I presented a method to compute the value of different scenarios while considering the uncertainty into the parameters of drug development based on the various scenario simulations. Best scenario was selected based on the estimated PoS (probability of success) and eNPV. Simulation results showed that the good strategy has changed depending on the settings of success probability, cost, and net present value for a new compound in our simulation. The sensitivity analyses clarified which factors have impact on the eNPV in each setting.

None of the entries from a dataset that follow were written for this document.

PR #129, opened 2022-01-20
bq client supports different regions

thinhha:
Fixes a bug with BQ Client validation using the current project id to validate datasets in different regions.


pbalm:
I kind of hate to be that guy, but this change seems a little involved (more than a few lines, and across a good number of different functions) -- would it be possible to create a test for this?

thinhha:
Hi @pbalm, I added a few new tests in `test_bigquery_client` they are passing now.

The metadata tests are still failing however it's unrelated to this change so I'm inclined to ignore them.

Could you please take a look and approve if you can?

pbalm (approved):
Nice! LGTM

thinhha:
awesome thanks!

PR #132, opened 2022-01-25
add throttling for dataplex client

thinhha:


clouddq/integration/dataplex/dataplex_client.py
```diff
@@ -234,31 +249,7 @@ def delete_dataplex_task(
         )
         return response
 
-    def get_dataplex_iam_permissions(
```
hejnal, line 237: Is that clean-up intended?

I can still see some references to that function in the clouddq_dataplex.py

def get_iam_permissions(self) -> list:
        body = {"resource": "dataplex", "permissions": ["roles/dataproc.worker"]}
        return self._client.**get_dataplex_iam_permissions**(
            body=body,
        )

Please doublecheck.

.github/workflows/build-test.yml
```diff
@@ -29,7 +29,7 @@ jobs:
     runs-on: ${{ matrix.os }}
     strategy:
       fail-fast: false
-      max-parallel: 2
+      max-parallel: 1
```
hejnal, line 32: I guess that would impact the test performance overall (not just dataplex related tasks). Are we keeping track of this, so in the future it can be increased again?

scripts/test_pip_install.sh
```diff
@@ -106,7 +107,7 @@ python3 -m clouddq ALL configs \
 
 if [[ -f "${GOOGLE_APPLICATION_CREDENTIALS:-}" ]]; then
     # test clouddq with exported service account key
-    python3 -m clouddq ALL configs \
+    python3 -m clouddq T1_DQ_1_VALUE_NOT_NULL,T2_DQ_1_EMAIL,T3_DQ_1_EMAIL_DUPLICATE configs \
```
hejnal, line 110: Is this change related to the throttling issue? If not, why would you need to explicitly set the bindings to be run?

clouddq/integration/dataplex/dataplex_client.py
thinhha: oh right thanks! That's not actually used anywhere so I will delete that as well.

scripts/test_pip_install.sh
thinhha: Yes because ALL includes rule_bindings with entity_uris which will trigger the dataplex metadata API calls, leading to run failures.

hejnal: ok, gotcha! makes sense

.github/workflows/build-test.yml
hejnal: ok, understood!

clouddq/integration/dataplex/dataplex_client.py
hejnal: perfect, thanks!

PR #134, opened 2022-01-25
allow cache to update on new fields

thinhha:


pbalm:
New fields can appear when a batch of rules are ingested into the backing DB, for example that do not have "dimension", the schema created in the DB will not have "dimension". If the next rule has "dimension", we need to be able to update the schema.

pbalm (approved):
LGTM

PR #3902, opened 2026-09-08
fix(responses): assemble non-streaming chat replies from Responses SSE

sancaksert:
Non-streaming Chat Completions requests against Responses-API upstreams always returned empty content with a misleading stop reason.

Two defects combined:

1. handleNonStreamingResponse parsed Responses SSE as Chat SSE. Responses events have no choices/delta.content, so the assembler produced ''. Fixed by converting through convertResponsesStreamToJson + pickAssistantMessageForChatCompletion when the upstream format is openai-responses.
2. The converter only understood output_item.done events and reported everything else as in_progress/stop. It now also harvests the full output array shipped on response.completed/response.done, treats response.incomplete as terminal, and tolerates data-only SSE lines (payload type fallback). incomplete surfaces as finish_reason length instead of a silent empty stop.

Verified against a live Responses-API provider: adequate budgets return content with stop, starved budgets return length. Other formats untouched (branch is taken only for openai-responses upstreams).


sancaksert:

PR #3903, opened 2026-09-08
feat: CommandCode quota, MITM cache, Responses fix, model families, disconnect safety

sancaksert:
Several small, independent improvements in one PR, each verified live.

## 1. CommandCode real quota tracking (new: open-sse/services/usage/commandcode.js)
Follows the same pattern as the existing provider trackers. Probes the endpoints the official CLI uses for its usage overlay (/alpha/billing/credits, /alpha/usage/summary, /alpha/billing/subscriptions) and reports 5h/weekly/monthly. Monthly cap is reconstructed as remaining + spent-in-period. Object-shaped quotas fit the dashboard generic fallback, so no UI change is needed. Wired into usage.js + registry features flags. Tested against a live account.

## 2. MITM: cache derived sudo-password key (src/mitm/manager.js)
Caches the derived key in-process instead of re-deriving it (machine-id lookup + KDF) on every call. Behavior unchanged, less per-request overhead on Windows where machine-id lookup is slow.

## 3. Responses non-streaming fix (streamToJsonConverter.js, nonStreamingHandler.js, sseToJsonHandler.js)
Non-streaming Chat Completions requests against Responses-API upstreams always returned empty content with a misleading stop reason. Two defects combined: handleNonStreamingResponse parsed Responses SSE as Chat SSE (no choices/delta.content there), and the converter only understood output_item.done events. Fixed by converting through convertResponsesStreamToJson when the upstream format is openai-responses, harvesting the full output array shipped on response.completed/response.done, treating response.incomplete as terminal (surfaces as finish_reason length), and tolerating data-only SSE lines. Other formats untouched (branch taken only for openai-responses upstreams).

## 4. Dashboard: family-grouped models with real caps (providers/[id]/page.js, ModelRow.js, CapacityBadges.js)
Model cards grouped into collapsible vendor families with per-family open counts and bulk enable/disable, model search, and collapse preference persisted per page. Rows show the real capability data where known (vision/reasoning icons plus context-window chip, e.g. 1M); the 200K default floor is a guess and stays hidden rather than printed as fact. All strings go through the i18n runtime (EN keys + tr literals). Existing test/copy/remove actions unchanged. Also fixed: disabled custom models now appear in the restorable Disabled section (previously they stayed visible with no way back).

family-grouped models

## 5. Upstream model fetch for opencode-go/commandcode (providers/[id]/models/route.js + dashboard button)
These subscription gateways expose OpenAI-shaped /models; two config lines wire them into the existing provider-models endpoint, and the provider page gained a refresh button plus a one-click add list for models on the account that are not registered yet.

## 6. Server: abort upstream on client disconnect + absolute timeout (chatCore.js, streamHandler.js, chat.js)
Client disconnects were never propagated: the disconnect controller existed but nothing called it, so aborted requests leaked the upstream fetch forever. The route signal is now wired through, plus a 10-minute absolute cap per request.

---
TR özet: CommandCode gerçek kota takibi; MITM anahtar önbelleği; Responses tabanlı sağlayıcılarda akışsız istek düzeltmesi; panelde aile gruplu model listesi + gerçek rozetler + model çekme düğmesi; istemci kopuş güvenliği.


sancaksert:
Superseded by #3978 (rebased on current master).

PR #3904, opened 2026-09-08
feat(fetch): add String Web Access provider

EllAchE:
## Why

9router can only route Web Fetch requests to providers registered in-tree. String Web Access has a bearer-authenticated URL-to-Markdown endpoint, but it was not available as a provider.

## Summary

- register `string-web-access` against `https://request.usestring.ai/v1/fetch`
- normalize Markdown and upstream errors through the existing fetch response shape
- expose the provider in the Web Fetch skill, dashboard copy, translations, and focused unit coverage

## Test plan

- [x] run syntax checks for the handler, provider, and focused unit test
- [x] parse all updated translation JSON files
- [x] run a dependency-free handler smoke test covering registry lookup, bearer auth, request body, and normalized Markdown

Not run: the focused Vitest suite because the scratch clone has no installed dependencies.


EllAchE:
Bots gone wild

PR #3912, opened 2026-09-09
feat(video): add OpenRouter and Vertex AI (Veo) video generation

coozgan:
## Summary

Video generation is currently xAI-only. This adds **OpenRouter** and **Vertex AI (Veo)** as video providers so users can point `/v1/videos/*` at their own OpenRouter or Google Cloud credentials.

Introduces a small adapter layer under `open-sse/handlers/videoProviders/`. **A provider with no adapter keeps the exact current behaviour** (raw body to `{baseUrl}/{action}`, poll `{baseUrl}/{id}`, verbatim passthrough), so the xAI path is unchanged.

## What each provider needed

**OpenRouter** — near drop-in. Same async job shape as xAI; only two differences: creation POSTs to the `/videos` collection root (no `/generations` suffix), and the registry headers (`HTTP-Referer` / `X-Title`) are applied. Bodies pass through verbatim.
Docs: https://openrouter.ai/docs/api/api-reference/videos

**Vertex AI (Veo)** — real translation, since Veo does not speak the OpenAI-ish videos shape:
- create → `:predictLongRunning` with `{ instances[], parameters{} }`
- poll → `:fetchPredictOperation` (Veo has no REST GET poll — polling is a POST)
- the operation *resource name* is base64url-encoded into the job id, so `GET /v1/videos/{id}` stays a flat path
- access tokens are minted from Service Account JSON by reusing the existing `refreshVertexToken`; raw API keys are rejected up front with a clear message (Veo requires OAuth)
- `prompt` / `duration` / `aspect_ratio` / `resolution` / `n` / `seed` / `negative_prompt` / `storage_uri` / `generate_audio` map onto Vertex fields; a data-URL or GCS URI in `image` maps onto the image instance
- the operation response is mapped back onto the `{ id, status, video, videos }` shape clients already poll

Docs: https://cloud.google.com/vertex-ai/generative-ai/docs/model-reference/veo-video-generation

## Other changes

- `videoCore.js` — the request plan is now rebuilt per attempt, so the existing *401 → refresh once → retry once* path picks up the refreshed token. Adapter validation errors return **400 before any upstream call**, so a malformed request can never create a billable job.
- `videoGeneration.js` — `GET /v1/videos/{id}` no longer hardcodes `xai`. The provider resolves from the pinned `x-connection-id` connection, then `?provider=`, then falls back to the xAI default (back-compatible).
- Registry — `openrouter` and `vertex` gain `videoConfig`, the `video` serviceKind, and video-kind models (Veo 3.1 / 3 / 2, Sora 2 Pro, Seedance 2.0), so they show up in the dashboard's Video section.

## Usage

```bash
# OpenRouter
curl -X POST localhost:20128/v1/videos/generations \
  -d '{"model":"openrouter/google/veo-3.1","prompt":"a paper boat in neon rain"}'

# Vertex (Service Account JSON credential)
curl -X POST localhost:20128/v1/videos/generations \
  -d '{"model":"vertex/veo-3.1-generate-preview","prompt":"a neon city","duration":8,"aspect_ratio":"16:9"}'

# poll (echo back the x-9router-connection-id returned on create)
curl localhost:20128/v1/videos/<job_id> -H "x-connection-id: <conn_id>"
```

## Test plan

- [x] `tests/unit/video-providers.test.js` — 11 new cases: registry wiring, OpenRouter create/poll/unsupported-action, Vertex body translation, image mapping, `fetchPredictOperation` polling, completed/failed mapping, and pre-flight rejections (no project id, raw API key, invalid job id) asserting **no upstream call is made**.
- [x] `unit/xai-video-core.test.js` (21) and `unit/xai-video-handler.test.js` (12) still pass — xAI behaviour unchanged.
- [x] Registry baselines pass: `verify-providers.mjs`, `verify-alias.mjs`, `verify-oauth-urls.mjs` all byte-for-byte equal.
- [x] **No regressions:** full `vitest run unit/` gives **103 failures on a clean checkout and 103 on this branch** (the documented pre-existing baseline), with 11 additional passing tests.

Not covered: live calls against either provider — the adapters are unit-tested against mocked upstreams only.

## Notes / scope

- OpenRouter exposes `generations` only; `edits` / `extensions` return 400 (no such endpoint upstream today).
- Vertex likewise routes through `generations` — Veo image-to-video and extend are driven by `image` / `video` in the body, not separate endpoints.
- Both are marked with `ponytail:` comments where the ceiling is deliberate.


decolua:
Thanks @coozgan for the contribution! Reviewed and merged into master. 🙏

Tested locally: the 11 new adapter cases plus the existing xAI video suites all pass (44/44), the three registry baselines are byte-for-byte equal, and a full `unit/` run shows no regressions versus a clean `upstream/master` checkout. The adapter design also keeps the xAI path on the untouched default plan, which is what made this safe to merge.

PR #3921, opened 2026-09-09
feat(xiaomi-desktop): 新增小米 MiMo Desktop provider 支持

cc-claws:
## Summary
- 新增小米 MiMo Desktop provider：支持本地 Desktop 独占模型（mimo-x-pro-preview / mimo-x-flash-preview）与云端稳定模型双通道路由
- 实现自定义 ECDH 加密回调 OAuth 流程（非标准 PKCE），支持本地凭证一键自动导入
- 增加周配额用量查询与 engine token 自动 mint / 进程缓存 / 401 重铸

## Test plan
- [x] `node --check` 语法校验通过（executor / mimoEngine / registry / usage）
- [ ] 本地启动 9Router，连接 xiaomi-desktop 账号并验证云端模型对话
- [ ] 启动 MiMo Desktop 后验证 `mimo-x-pro-preview` / `mimo-x-flash-preview` 本地引擎路由
- [ ] 验证一键导入本地凭证与 OAuth 兜底流程
- [ ] 验证周配额用量展示


decolua:
Thanks @cc-claws for the contribution! Merged into master. 🙏

A few notes on what changed during review, since the merge is not a verbatim copy:

**Merged into the existing `xiaomi-mimo` provider** instead of adding a new
`xiaomi-desktop` one. The two shared the same cloud endpoint
(`api.xiaomimimo.com`) and five identical models, which would have put three
near-identical MiMo entries in the dashboard. `xiaomi-mimo` now does dual auth
(the same pattern as `kimi`) and routes Preview models to the account-service
endpoint per-model (the same pattern as `opencode-go`). `xiaomi-tokenplan`
stays separate — it is a genuinely different tier.

**Fixed four issues found while merging:**

- The OAuth browser flow was unreachable: `poll-status` cleared the session
  before the modal could POST `/exchange`, so every exchange returned 400.
- A Claude-format client was sent to `/v1/chat/completions` rather than the
  declared `/anthropic/v1/messages` transport — `buildUrl` ignored
  `runtimeTransport`, so this affected cloud models too, not just Preview.
- `stopXiaomiMimoProxy()` left every pending session (each holding an X25519
  private key) in the map for the process lifetime.
- The OAuth exchange did not persist the Desktop passToken, so Preview models
  could not work after a browser sign-in.

**Removed unused code** so it does not have to be maintained: the local engine
token minting (`mimoEngine.js`, never reached on the request path), the
`model-catalog` and `usage` routes (no caller), the `engineToken`/`engineUrl`
plumbing, and a top-level `usage` block no consumer reads. Also kept the
`flattenContent` rule but scoped it to Preview models — unscoped it would have
stripped images from `mimo-v2-omni`.

`src/lib/db/driver.js` (the Node >= 24 `better-sqlite3` guard) was kept as-is.

**Added tests** — `tests/unit/xiaomi-mimo-{executor,oauth-session,oauth-proxy}.test.js`.
The provider had none before.

The `X-Mimo-Source: mimocode-cli` header was deliberately NOT added to the
cloud models, so existing `xiaomi-mimo` traffic is unchanged; the baseline
snapshot confirms all 81 other providers are byte-for-byte identical.

If you are using the Desktop Preview models locally, they should now work
end-to-end — please open an issue if not.

cc-claws:
@decolua Just tried it on master — working great! I'm successfully using `mimo-x-pro-preview` through the dual-auth setup now. Fun fact: this very reply is generated by `mimo-x-pro-preview` itself, routed via Claude Code → 9Router → MiMo Desktop account session. Full loop works end-to-end. Thanks again for the clean integration! 🙏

I developed the cumulative function of eNPV for each scenario with PoS and it was very useful to see the operating characteristics of each strategy option.

Conclusion

In order to optimize the productivity of drug development in a pharmaceutical company, it is critical to consider various options of development program and evaluate the value of each strategy quantitatively. Statistical scenario simulation is a good approach to solve the complex multi-dimensional trade-off problems without any human cognitive bias of decision makers. The scenario simulations judged the aggressive strategy (e.g. develop multiple indications at a time) was better than standard plan (e.g. develop unique indication first) in some settings. It was a seemingly counterintuitive result and therefore I found that such a quantitative analysis is critical to support the good decision making. I concluded that a quantitative decision making approach that is available from various scenario simulations is critical by maximizing eNPV and minimizing risk at each drug development phase.